Die Sprache des Kanzlers ist erfrischend verständlich. Aber es wäre gut, wenn es von ihm ähnlich klare Aussagen zu anderen Iran-Themen gäbe.

Friedrich Merz tut es Dirty Harry gleich: Clint Eastwood, inzwischen auch schon 95 Foto: Armando Arorizo / EPA/ dpa

F riedrich Merz hat die Angriffe Israels auf den Iran in einem Interview als „Drecksarbeit“ bezeichnet. Als Arbeit also, die schmutzig ist, aber gemacht werden muss. Der Aufschrei, der darauf folgte, ist zunächst einmal nachvollziehbar. Denn die Angriffe treffen nicht nur Generäle des Regimes und Atomanlagen, sondern Hunderte Zivilisten. Trotzdem ist es falsch, Merz zu unterstellen, er würde die iranischen Opfer mit seiner Aussage verunglimpfen. Viel eher betont die Metapher der „Drecksarbeit“ doch, dass man sich bei dieser schmutzig macht, also moralisch nicht einwandfrei handelt.
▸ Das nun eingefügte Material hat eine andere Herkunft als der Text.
PR #1763, opened 2024-11-15
DDFBRA-215 - Updated 'drupal/honeypot' from version '2.1.4' to '2.2.0'.

Dresse:
#### Link to issue

https://reload.atlassian.net/browse/DDFBRA-215

#### Description

This PR updates `drupal/honeypot` module from `2.1.4` to `2.2.0`.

Und was wäre gewonnen, wenn Merz gescholzt hätte? Wenn er, um die Haltung seiner Regierung zu erklären, Sätze gesagt hätte, die man schon beim Zuhören wieder vergisst? Der Völkerrechtsbruch wäre nicht kleiner, das Leiden der zivilen Opfer im Iran nicht leichter zu ertragen.

Merz’ Vorgänger Olaf Scholz, aber auch die ehemalige Außenministerin Annalena Baerbock sprachen oft in solchen nichtssagenden Sätzen, auch wenn sie zu Israels Krieg in Gaza Stellung nahmen. Aber auch viele andere Politiker verfolgen das Ziel, mit ihren Sätzen möglichst wenig zu sagen. An dieser Verscholzung der politischen Sprache haben auch Medien ihren Anteil. Jede konkrete Aussage eines Politikers bietet auch einen Angriffspunkt. Das führt zu einer paradoxen Situation: Alle wünschen sich Politiker, die in klaren Worten sprechen. Und wenn sie es dann tun, ist es auch nicht richtig.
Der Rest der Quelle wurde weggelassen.